*Exercise details*:
Count the lines below holding "regionLocale" and answer with that number only.

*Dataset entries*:
•••

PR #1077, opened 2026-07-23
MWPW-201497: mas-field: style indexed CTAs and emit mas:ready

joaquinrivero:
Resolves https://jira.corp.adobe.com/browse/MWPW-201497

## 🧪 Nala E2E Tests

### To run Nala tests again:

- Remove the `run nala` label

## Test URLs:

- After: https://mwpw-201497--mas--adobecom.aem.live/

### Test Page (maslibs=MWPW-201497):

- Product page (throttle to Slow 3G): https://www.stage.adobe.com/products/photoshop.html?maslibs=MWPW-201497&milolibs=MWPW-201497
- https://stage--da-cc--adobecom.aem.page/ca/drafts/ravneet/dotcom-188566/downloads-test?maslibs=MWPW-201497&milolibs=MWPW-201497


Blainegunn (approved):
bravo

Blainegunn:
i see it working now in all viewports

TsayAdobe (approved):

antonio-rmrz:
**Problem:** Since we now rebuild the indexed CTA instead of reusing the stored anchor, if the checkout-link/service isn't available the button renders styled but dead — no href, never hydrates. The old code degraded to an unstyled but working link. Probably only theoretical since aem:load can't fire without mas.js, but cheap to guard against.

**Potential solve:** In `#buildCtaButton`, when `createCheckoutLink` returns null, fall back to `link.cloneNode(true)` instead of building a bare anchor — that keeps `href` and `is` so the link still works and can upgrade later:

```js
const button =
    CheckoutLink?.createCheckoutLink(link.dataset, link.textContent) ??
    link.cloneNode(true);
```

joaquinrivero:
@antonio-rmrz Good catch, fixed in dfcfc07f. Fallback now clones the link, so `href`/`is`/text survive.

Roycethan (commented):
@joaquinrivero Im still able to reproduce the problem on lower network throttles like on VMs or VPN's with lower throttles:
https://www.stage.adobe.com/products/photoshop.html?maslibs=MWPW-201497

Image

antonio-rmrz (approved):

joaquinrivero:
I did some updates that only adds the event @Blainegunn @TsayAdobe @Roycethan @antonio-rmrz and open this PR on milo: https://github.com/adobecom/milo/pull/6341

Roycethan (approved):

•••

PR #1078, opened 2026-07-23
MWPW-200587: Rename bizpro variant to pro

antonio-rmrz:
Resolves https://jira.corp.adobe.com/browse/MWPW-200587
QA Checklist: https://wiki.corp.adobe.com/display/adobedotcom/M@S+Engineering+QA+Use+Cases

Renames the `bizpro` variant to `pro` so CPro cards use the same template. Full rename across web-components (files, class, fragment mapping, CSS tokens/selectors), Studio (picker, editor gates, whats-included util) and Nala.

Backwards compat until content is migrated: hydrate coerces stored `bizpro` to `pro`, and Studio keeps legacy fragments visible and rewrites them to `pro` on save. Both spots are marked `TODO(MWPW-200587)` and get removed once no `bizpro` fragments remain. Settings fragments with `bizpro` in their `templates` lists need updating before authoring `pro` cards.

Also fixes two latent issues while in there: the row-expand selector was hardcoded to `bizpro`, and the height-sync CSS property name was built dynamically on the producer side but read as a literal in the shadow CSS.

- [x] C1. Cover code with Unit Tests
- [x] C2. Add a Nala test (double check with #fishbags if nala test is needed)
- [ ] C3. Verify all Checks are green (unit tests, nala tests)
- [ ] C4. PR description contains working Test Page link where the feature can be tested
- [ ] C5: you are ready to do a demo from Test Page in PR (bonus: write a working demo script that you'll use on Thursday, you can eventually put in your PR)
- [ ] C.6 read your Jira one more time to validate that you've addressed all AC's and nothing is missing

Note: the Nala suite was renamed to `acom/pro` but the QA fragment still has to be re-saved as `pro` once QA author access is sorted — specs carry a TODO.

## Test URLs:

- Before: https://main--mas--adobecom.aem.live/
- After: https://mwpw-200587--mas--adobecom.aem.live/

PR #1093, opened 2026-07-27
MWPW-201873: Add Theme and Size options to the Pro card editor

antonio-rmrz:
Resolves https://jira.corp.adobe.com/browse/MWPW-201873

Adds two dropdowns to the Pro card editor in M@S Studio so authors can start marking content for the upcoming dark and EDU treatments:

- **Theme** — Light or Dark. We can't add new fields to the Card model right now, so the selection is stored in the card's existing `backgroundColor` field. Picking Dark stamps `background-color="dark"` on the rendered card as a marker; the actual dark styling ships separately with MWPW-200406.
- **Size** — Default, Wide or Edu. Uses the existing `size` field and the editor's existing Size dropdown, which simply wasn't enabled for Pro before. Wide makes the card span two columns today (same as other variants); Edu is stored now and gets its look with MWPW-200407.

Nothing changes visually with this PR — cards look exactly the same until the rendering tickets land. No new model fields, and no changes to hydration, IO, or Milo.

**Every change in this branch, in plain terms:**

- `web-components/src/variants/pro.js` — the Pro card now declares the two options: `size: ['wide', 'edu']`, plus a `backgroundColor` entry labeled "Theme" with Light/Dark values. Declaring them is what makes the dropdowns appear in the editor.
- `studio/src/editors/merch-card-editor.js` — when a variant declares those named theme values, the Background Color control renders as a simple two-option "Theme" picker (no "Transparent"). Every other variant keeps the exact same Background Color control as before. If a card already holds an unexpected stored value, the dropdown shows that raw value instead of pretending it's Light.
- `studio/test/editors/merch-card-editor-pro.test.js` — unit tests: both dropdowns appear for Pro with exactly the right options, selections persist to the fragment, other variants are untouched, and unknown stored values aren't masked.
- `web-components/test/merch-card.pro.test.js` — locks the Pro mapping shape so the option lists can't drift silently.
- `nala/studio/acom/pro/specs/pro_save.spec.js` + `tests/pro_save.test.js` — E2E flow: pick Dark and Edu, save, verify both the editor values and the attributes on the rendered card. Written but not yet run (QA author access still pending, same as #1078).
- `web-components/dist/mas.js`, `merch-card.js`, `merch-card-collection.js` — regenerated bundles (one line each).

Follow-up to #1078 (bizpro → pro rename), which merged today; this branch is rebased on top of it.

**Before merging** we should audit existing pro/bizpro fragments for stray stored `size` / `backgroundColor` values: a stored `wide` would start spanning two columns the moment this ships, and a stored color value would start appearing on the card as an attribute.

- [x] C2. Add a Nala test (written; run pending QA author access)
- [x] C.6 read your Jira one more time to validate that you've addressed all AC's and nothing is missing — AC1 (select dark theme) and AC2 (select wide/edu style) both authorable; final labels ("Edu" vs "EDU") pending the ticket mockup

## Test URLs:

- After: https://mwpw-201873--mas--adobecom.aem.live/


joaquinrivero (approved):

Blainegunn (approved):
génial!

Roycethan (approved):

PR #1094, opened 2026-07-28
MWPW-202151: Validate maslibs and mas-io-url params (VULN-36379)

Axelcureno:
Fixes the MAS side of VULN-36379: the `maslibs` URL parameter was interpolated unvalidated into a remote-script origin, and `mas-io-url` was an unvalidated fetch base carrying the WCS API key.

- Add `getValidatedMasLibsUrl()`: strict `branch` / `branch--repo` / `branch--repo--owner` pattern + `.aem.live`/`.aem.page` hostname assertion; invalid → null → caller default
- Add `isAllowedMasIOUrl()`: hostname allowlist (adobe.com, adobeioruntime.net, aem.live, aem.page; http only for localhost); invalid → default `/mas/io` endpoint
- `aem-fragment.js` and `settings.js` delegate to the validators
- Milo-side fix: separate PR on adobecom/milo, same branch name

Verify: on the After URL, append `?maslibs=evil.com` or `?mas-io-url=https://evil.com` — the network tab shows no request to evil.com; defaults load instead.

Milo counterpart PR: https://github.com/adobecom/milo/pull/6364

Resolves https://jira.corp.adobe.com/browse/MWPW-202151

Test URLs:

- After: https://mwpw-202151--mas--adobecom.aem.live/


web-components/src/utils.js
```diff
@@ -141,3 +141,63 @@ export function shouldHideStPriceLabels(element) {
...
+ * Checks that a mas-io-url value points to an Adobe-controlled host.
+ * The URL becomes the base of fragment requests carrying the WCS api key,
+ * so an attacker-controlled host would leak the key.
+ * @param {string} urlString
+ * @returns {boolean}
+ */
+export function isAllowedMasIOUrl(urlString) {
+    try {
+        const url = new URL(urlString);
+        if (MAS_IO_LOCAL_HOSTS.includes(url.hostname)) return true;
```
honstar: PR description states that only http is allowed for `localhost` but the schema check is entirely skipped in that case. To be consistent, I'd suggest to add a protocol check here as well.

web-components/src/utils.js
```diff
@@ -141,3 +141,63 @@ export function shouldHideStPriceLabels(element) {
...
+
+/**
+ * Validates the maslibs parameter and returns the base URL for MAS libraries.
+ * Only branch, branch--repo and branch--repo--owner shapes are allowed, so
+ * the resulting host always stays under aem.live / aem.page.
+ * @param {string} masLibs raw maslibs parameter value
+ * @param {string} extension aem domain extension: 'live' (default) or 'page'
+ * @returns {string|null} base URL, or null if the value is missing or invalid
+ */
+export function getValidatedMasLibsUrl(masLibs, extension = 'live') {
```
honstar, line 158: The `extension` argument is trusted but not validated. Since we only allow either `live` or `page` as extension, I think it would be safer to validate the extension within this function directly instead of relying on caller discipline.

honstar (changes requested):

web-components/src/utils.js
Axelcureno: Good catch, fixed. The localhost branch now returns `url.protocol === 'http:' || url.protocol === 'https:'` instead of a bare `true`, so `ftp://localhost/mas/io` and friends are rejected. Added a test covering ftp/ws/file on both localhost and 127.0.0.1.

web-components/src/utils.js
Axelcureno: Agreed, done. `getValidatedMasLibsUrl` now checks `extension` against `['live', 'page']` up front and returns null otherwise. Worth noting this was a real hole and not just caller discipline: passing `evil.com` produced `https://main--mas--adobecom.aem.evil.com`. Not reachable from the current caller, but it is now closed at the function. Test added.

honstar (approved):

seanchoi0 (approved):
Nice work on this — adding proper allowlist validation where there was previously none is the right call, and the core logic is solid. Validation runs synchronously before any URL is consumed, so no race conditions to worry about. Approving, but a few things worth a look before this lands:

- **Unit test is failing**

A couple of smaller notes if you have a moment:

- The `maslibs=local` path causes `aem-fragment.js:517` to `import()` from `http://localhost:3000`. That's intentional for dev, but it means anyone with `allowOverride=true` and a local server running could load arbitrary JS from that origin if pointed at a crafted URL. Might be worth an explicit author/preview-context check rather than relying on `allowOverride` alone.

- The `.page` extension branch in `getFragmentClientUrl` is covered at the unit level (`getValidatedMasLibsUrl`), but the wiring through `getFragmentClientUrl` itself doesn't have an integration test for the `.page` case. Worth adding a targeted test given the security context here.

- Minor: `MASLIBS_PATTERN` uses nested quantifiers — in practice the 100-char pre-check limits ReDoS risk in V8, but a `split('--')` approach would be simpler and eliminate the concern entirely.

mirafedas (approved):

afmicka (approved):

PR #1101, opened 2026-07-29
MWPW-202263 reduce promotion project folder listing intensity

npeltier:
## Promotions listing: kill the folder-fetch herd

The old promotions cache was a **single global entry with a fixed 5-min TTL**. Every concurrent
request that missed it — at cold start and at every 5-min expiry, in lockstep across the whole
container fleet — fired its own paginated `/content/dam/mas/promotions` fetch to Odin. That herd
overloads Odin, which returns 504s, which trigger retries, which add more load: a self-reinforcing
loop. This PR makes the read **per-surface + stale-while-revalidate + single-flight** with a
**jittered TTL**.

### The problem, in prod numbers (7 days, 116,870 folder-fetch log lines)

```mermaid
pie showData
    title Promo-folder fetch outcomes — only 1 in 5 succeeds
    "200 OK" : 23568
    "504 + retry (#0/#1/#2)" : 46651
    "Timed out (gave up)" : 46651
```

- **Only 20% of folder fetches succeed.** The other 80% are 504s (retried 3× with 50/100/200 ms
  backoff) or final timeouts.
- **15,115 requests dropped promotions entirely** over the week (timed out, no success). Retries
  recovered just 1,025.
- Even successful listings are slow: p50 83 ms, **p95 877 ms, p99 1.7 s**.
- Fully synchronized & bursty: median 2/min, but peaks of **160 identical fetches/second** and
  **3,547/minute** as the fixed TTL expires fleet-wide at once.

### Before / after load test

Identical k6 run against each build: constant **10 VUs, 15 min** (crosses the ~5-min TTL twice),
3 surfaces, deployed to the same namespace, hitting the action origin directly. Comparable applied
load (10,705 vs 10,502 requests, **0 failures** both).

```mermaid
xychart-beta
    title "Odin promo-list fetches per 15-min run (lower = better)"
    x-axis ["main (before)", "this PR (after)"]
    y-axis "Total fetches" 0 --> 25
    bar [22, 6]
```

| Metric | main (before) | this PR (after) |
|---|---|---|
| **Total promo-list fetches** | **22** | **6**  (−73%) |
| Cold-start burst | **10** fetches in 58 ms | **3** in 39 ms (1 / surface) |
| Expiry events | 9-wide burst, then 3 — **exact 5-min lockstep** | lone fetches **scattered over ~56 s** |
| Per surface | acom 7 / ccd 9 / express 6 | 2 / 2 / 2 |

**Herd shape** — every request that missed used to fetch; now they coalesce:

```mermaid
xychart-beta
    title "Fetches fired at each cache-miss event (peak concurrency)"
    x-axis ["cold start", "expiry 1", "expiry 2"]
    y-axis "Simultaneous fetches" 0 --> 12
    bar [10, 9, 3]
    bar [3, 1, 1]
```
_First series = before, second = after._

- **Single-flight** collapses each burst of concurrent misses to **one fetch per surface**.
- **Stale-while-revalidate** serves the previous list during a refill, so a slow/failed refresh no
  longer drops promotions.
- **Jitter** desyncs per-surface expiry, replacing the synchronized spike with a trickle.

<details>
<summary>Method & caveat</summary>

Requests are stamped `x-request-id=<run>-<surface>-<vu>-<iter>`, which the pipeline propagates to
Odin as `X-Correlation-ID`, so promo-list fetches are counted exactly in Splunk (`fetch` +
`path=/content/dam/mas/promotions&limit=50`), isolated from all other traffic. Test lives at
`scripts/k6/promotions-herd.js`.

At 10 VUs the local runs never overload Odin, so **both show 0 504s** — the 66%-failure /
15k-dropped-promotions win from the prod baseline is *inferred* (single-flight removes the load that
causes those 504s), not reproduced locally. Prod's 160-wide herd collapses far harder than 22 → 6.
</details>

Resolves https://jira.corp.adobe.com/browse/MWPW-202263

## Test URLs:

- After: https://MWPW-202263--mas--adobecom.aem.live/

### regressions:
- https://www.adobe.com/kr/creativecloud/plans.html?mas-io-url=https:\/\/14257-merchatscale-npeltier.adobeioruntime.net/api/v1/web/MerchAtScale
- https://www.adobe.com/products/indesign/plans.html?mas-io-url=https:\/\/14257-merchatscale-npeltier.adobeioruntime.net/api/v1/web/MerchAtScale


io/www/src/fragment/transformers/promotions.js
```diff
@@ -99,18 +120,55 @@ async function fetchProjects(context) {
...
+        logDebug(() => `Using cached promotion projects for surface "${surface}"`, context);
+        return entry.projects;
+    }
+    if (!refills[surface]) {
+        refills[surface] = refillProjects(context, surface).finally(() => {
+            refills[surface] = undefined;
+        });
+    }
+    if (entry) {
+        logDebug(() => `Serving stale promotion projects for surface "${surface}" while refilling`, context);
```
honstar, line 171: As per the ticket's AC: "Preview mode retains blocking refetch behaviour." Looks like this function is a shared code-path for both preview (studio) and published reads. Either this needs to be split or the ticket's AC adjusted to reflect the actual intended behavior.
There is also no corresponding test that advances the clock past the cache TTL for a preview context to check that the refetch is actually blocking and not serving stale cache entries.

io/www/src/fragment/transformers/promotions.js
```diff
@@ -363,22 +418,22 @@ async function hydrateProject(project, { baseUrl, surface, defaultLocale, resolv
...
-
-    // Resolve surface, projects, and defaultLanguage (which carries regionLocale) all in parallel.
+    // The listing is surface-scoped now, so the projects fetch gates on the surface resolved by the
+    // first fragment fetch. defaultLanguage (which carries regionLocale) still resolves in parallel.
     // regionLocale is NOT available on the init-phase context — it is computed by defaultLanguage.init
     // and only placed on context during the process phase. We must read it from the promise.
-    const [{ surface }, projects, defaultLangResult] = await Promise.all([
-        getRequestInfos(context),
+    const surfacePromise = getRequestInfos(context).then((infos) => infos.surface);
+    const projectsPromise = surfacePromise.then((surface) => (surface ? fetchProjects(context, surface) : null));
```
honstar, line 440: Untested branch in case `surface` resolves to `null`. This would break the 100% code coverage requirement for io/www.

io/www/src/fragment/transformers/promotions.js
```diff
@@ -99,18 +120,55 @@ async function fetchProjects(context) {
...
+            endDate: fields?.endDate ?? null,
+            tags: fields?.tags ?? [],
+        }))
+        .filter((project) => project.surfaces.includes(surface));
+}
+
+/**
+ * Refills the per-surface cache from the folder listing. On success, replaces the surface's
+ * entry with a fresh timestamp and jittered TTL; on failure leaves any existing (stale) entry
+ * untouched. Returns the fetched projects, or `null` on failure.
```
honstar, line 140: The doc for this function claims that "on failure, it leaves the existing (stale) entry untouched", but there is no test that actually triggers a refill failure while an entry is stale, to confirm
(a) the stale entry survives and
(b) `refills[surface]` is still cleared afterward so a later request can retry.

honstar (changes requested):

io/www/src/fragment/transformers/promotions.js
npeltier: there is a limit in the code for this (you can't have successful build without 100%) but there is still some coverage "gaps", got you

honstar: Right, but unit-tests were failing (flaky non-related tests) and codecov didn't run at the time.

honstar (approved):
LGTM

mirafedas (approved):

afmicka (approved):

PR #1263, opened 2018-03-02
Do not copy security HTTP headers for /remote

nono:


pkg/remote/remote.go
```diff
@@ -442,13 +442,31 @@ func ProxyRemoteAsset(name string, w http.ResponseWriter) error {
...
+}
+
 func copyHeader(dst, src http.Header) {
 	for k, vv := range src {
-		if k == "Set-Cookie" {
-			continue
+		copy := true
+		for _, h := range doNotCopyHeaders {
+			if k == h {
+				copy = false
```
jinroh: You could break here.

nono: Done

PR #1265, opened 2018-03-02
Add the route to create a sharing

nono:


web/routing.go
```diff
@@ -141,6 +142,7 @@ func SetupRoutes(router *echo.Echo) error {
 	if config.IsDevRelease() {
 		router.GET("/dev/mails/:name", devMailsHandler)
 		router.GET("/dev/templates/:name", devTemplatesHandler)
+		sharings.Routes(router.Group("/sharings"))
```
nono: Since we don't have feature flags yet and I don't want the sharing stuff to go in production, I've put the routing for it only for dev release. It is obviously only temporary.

•••

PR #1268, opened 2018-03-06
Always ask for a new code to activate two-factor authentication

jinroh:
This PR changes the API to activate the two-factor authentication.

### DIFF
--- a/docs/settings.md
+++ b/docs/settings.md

•••

*Answer box*:
3